DATA FOR THE TASK:
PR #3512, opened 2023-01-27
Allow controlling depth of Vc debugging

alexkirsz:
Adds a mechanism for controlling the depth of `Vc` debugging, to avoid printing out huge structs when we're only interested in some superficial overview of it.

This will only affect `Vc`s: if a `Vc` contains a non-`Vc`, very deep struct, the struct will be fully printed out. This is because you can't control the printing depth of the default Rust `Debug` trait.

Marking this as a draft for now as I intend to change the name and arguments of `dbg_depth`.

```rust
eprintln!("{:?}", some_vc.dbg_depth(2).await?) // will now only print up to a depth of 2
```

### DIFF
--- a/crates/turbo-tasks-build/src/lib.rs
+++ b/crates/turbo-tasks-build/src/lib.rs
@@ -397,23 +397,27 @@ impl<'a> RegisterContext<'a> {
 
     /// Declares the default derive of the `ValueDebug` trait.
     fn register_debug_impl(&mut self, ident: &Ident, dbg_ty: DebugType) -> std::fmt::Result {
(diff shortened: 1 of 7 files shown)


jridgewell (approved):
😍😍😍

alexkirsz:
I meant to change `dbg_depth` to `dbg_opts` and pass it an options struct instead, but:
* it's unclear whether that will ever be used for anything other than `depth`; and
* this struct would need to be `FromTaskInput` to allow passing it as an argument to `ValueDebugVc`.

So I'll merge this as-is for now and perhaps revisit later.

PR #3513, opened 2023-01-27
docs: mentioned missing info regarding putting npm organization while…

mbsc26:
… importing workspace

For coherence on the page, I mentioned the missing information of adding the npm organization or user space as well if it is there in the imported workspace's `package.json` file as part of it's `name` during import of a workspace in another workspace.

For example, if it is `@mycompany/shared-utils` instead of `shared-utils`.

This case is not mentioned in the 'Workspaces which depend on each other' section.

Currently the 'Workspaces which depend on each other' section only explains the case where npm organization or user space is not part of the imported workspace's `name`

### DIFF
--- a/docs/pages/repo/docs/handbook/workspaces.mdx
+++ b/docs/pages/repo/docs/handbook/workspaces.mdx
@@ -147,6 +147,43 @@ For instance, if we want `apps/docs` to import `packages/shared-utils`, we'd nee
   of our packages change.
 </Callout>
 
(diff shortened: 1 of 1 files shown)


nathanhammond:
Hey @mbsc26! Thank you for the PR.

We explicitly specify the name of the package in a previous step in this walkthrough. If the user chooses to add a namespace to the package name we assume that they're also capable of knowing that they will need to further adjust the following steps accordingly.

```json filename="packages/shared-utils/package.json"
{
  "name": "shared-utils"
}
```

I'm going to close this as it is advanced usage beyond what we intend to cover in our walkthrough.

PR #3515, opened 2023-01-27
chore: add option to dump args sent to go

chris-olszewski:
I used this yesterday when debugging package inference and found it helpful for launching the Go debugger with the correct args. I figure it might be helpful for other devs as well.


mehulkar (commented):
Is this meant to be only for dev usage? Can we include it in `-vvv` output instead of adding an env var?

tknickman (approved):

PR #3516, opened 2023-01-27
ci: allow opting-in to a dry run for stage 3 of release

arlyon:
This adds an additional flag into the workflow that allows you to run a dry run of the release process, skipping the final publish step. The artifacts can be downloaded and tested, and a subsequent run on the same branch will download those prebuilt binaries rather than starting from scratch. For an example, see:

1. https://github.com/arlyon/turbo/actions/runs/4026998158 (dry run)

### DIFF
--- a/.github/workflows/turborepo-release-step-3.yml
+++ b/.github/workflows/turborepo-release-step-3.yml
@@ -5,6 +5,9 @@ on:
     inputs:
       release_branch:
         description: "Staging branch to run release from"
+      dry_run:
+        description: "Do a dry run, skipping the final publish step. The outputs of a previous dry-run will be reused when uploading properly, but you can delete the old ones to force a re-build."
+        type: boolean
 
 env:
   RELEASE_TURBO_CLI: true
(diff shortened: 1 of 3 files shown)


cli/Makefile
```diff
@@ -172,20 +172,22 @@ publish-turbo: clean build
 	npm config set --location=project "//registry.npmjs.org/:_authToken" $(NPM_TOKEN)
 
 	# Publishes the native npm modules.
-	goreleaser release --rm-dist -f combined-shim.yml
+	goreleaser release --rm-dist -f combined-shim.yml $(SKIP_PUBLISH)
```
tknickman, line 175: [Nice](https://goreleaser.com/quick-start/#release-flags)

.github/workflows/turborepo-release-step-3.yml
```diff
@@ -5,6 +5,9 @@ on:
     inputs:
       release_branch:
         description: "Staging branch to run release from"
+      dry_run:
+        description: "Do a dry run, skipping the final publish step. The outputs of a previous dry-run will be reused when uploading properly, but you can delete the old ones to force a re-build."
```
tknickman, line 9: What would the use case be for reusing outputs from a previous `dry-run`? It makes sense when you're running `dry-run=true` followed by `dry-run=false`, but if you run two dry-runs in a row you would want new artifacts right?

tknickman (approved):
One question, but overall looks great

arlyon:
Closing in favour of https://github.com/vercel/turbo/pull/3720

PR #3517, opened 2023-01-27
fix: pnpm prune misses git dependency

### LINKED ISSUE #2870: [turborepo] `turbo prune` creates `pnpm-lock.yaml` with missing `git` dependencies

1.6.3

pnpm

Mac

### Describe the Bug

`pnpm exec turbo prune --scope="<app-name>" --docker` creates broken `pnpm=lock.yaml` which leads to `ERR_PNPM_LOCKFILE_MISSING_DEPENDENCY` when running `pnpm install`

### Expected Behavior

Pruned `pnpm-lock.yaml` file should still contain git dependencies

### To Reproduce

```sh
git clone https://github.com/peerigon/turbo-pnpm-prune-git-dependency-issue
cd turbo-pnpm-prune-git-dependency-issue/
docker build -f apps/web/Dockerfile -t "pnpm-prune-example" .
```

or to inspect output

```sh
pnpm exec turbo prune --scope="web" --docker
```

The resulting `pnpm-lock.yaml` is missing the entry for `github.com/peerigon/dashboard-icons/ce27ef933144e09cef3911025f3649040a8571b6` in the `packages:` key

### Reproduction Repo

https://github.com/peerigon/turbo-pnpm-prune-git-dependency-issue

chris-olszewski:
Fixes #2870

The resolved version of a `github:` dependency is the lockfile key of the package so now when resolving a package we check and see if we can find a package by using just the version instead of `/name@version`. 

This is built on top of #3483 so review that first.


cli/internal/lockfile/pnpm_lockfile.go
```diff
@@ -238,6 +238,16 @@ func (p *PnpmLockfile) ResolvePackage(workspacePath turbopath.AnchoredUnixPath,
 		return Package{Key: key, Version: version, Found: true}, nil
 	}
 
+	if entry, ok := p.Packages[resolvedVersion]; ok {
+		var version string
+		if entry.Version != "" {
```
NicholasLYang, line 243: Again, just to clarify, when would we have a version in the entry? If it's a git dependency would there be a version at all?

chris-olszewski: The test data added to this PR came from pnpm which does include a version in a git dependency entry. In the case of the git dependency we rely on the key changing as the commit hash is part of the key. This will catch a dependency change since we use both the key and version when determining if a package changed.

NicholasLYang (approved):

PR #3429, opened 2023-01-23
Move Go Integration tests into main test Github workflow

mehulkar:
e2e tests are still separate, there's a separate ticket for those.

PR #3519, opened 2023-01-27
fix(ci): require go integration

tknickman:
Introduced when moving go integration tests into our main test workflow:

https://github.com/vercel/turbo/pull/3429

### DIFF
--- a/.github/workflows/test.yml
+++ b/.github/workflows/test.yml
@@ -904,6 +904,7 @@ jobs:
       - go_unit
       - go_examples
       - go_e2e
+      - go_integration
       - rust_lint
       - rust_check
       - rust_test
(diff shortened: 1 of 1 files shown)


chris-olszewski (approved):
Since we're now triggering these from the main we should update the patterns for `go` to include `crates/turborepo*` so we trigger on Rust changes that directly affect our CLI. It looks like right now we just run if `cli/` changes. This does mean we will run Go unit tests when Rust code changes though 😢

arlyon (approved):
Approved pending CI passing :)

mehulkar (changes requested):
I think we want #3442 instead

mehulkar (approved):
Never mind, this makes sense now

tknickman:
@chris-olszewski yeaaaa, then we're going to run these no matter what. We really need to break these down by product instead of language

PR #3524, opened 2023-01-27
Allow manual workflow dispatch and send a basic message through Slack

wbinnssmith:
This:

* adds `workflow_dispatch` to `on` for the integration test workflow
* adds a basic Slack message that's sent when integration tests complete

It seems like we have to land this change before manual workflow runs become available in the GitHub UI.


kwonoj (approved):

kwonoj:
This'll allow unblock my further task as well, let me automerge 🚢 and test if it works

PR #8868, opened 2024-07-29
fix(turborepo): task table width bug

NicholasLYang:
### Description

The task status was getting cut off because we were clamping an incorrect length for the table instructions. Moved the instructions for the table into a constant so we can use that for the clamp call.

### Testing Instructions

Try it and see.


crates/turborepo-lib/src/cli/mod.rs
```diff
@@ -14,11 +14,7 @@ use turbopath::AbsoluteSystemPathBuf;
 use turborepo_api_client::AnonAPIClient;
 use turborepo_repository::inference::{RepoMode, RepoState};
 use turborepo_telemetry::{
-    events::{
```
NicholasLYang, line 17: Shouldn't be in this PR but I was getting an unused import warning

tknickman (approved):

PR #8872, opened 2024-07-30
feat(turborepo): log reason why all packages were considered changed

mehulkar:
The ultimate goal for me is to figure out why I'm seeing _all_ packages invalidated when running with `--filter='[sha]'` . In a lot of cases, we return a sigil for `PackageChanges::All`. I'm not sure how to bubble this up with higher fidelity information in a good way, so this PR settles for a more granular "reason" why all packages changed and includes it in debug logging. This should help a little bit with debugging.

WORK TO BE COMPLETED:
Find "args" in the preceding records. Copy each line that holds it.

RESPONSE TO THIS TASK:
chore: add option to dump args sent to go
I used this yesterday when debugging package inference and found it helpful for launching the Go debugger with the correct args. I figure it might be helpful for other devs as well.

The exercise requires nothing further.